Einfluss auf den Lehrplan?

Davon, dass es in unseren Schulen nicht ganz ungefährlich zugeht, lesen wir wir ab und an was oder bekommen sogar vom öffentlich-rechtlichen Fernsehen ganze Dokus geboten, die die Lage an unseren Schulen verdeutlichen sollte. Passiert ist dennoch nichts.

Rollos runter! Nichts sehen, nichts hören.

Nach dem grausamen Mord an einem französischen Lehrer traut sich der Lehrerverband in Deutschland auch mal ein Wort zu sagen. Dass wir von Menschen mit Migrationshintergrund sozusagen mit unserer Corona-Solidarität im Regen stehen gelassen werden, weil sie sich einen Scheiß um unsere Regeln kümmern, mussten wir in den letzten Wochen durch das Verhalten bei Hochzeitsfeierlichkeiten erfahren. Ein zwar sympathischer Anlass, der uns in seiner speziellen Ausprägung jedoch einigermaßen fremd blieb.

Wie solche Events einer natürlich auch nicht homogenen Community in unserer Öffentlichkeit aufgenommen werden, zeugt ein Beitrag des WDR. Tenor war wie so oft: wir können den Türken doch nicht verbieten, ihre Traditionen auszuleben.

Was mich zu der Behauptung treibt, dass wir uns nicht trauen, im Sinne unserer ureigensten Interessen, für uns selbst einzutreten. Und zwar vor allem deshalb, weil wir für den linken Mainstream ja dann als ausländerfeindlich gelten würden. Nein, ich finde nicht, dass das übertrieben wäre.
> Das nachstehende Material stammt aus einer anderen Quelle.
PR #2700, opened 2025-10-15
[ DWDS ] Refactor `AppInspector` to support both Chrome and Web Socket connections

bkonyi:
Created two new subclasses of `AppInspector`: `ChromeAppInspector` and `WebSocketAppInspector`. Functionality that doesn't require knowledge of the specific DWDS connection mode (e.g., WIP vs WS) remains in the now abstract `AppInspector`, and functionality specific to the connection mode is now implemented in the respective `*AppInspector` subclass.

This allows for sharing logic around maintaining caches for scripts and libraries.


jyameo (approved):
LGTM!

PR #2706, opened 2025-10-31
[ DWDS ] Launch DDS when using the web socket proxy service

bkonyi:
DDS is needed to serve DevTools, so the web socket proxy service should be setup to launch DDS at startup.

This change also includes some significant refactors to reduce the amount of duplicate code that could be shared by the Chrome and web socket service implementations.

### DIFF
--- a/dwds/CHANGELOG.md
+++ b/dwds/CHANGELOG.md
@@ -4,7 +4,7 @@
 
 ## 26.2.0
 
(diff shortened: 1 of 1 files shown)


jyameo:
@bkonyi This is a great refactor! I just added a few comment for you to review. Thanks Ben

bkonyi:
Landing as the failures are due to a upstream bug unrelated to this change.

PR #2712, opened 2025-11-10
Apply `dart_flutter_team_lints` set

bkonyi:
Makes the packages in this repo conformant with the recommended set of lints for packages maintained by the Dart and Flutter teams. This is done in preparation for migrating these packages into the Dart SDK.

This change also removes all usages of `dynamic`, replacing them with `Object?`.


parlough (commented):
Nice :D

PR #2721, opened 2025-11-28
Cache js breakpoint ids and reuse them when adding new breakpoints

iinozemtsev:
Internally, there are two different code paths to trigger hot restart:

1.  Via connected debugger, triggering `_hotRestart` funciton in `dwds_vm_client.dart`. This codepath removes existing breakpoints and blocks main script execution (by passing `pauseIsolatesOnStart` into `dartHotRestartDwds`)  until the connected debugger re-adds breakpoints.
2. Via in-app shortcut in injected UI, which just calls `dartHotRestartDwds` directly. This codepath does not clear breakpoints and does not block main startup.

The second flow with in-app triggered restart is currently doesn't work as intended:

1. Chrome breakpoints aren't cleared, but the attached debugger still gets an isolate start event
2. It tries to set all breakpoints in a new isolate, and sends add breakpoint commands
3. Chrome API returns an error that the breakpoint exists, and the error is propagated back to DAP server, which sends a set breakpoint error notification to an IDE.
4. The IDE thinks that the breakpoint is "unconfirmed", and hides it from the UI completely.

As a result, the user does not see the breakpoint, but it's there, in Chrome debugger state, and the execution stops on it, and there's no way for user to remove it (except for clearing all breakpoints by the restart/reload from an IDE, which clears chrome debugger state).

The CL attempts to fix it by caching chrome breakpoint ids by js locations, so that when the debugger adds a breakpoint resolving to the same js location, it gets back the same js breakpoint id.

---

<details>

</details>

### DIFF
--- a/dwds/CHANGELOG.md
+++ b/dwds/CHANGELOG.md
@@ -3,6 +3,7 @@
 - Bump `build_web_compilers` to ^4.4.1.
 - Remove unused `clientFuture` arg from `DwdsVmClient` methods.
 - Fix pausing starting of `main` after the hot restart.
+- Cache javascript breakpoint ids to prevent 'Breakpoint already exists' errors.
 
 ## 26.2.2
 
--- a/dwds/lib/src/debugging/debugger.dart
+++ b/dwds/lib/src/debugging/debugger.dart
@@ -771,6 +771,20 @@ class _Breakpoints {
   final _dartIdByJsId = <String, String>{};
   final _jsIdByDartId = <String, String>{};
 
+  /// JS location -> JS breakpoint ID
+  final _jsIdByJsLocKey = <String, String>{};
+
+  /// JS breakpoint ID -> JS location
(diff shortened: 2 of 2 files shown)


bkonyi (commented):
I think this seems reasonable to me. @Markzipan, can you take a look too?

Markzipan:
@nshahan has more context about hot restart breakpoints - adding them here

iinozemtsev:
> potentially use it in a test?

if  there are existing tests which wire dev extension, webdev server with dwds, and a dap client,  I think adding a test would be relatively straightforward, otherwise I think it's too big task to chew for me at the moment.

I'll try to take a look tomorrow if there's an easy way to converge the in-app restart path into dwds_vm_client.

iinozemtsev:
abandoned in favor of https://github.com/dart-lang/webdev/pull/2725

PR #2725, opened 2025-12-09
Converge in-app restarts with restarts from an IDE

iinozemtsev:
Internally, there are two different code paths to trigger hot restart:

1.  Via connected debugger, triggering `_hotRestart` funciton in `dwds_vm_client.dart`. This codepath removes existing breakpoints and blocks main script execution (by passing `pauseIsolatesOnStart` into `dartHotRestartDwds`)  until the connected debugger re-adds breakpoints.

Die, die das kritisch finden, finden sich nicht bloß im Lager der politischen Extreme. Aber es ist zu offensichtlich, dass wir uns den Einsichten, die wir längst gewonnen haben sollten, nicht in nachhaltiger Art und Weise stellen. Wir geben uns lieber weiterhin unserer Gleichgültigkeit hin und wundern uns später. Wir zeigen uns irgendwann vielleicht zerknirscht darüber, dass so vieles aus dem Ruder gelaufen ist. In Frankreich ist es viel schlimmer. Dort hat man diesen Punkt längst erreicht und scheinbar sieht man langsam ein, dass es so nicht weitergeht. Und Marine Le Pen freut sich derweil, weil diese Entwicklung ihr und dem Rassemblement National dies in die Hände spielt.

Ihr könnt mir gar nix

Ich denke, es wird unter den hier wohnenden Türken viele geben, die die Anordnungen deutscher Behörden befolgen. Schließlich wird die Normalverteilung derer, denen zum Beispiel die Corona-Nachrichten ein Unbehagen bereiten, in der türkischen Community nicht anders aussehen. Dabei setze ich voraus, dass unsere Nachrichten überhaupt sehen.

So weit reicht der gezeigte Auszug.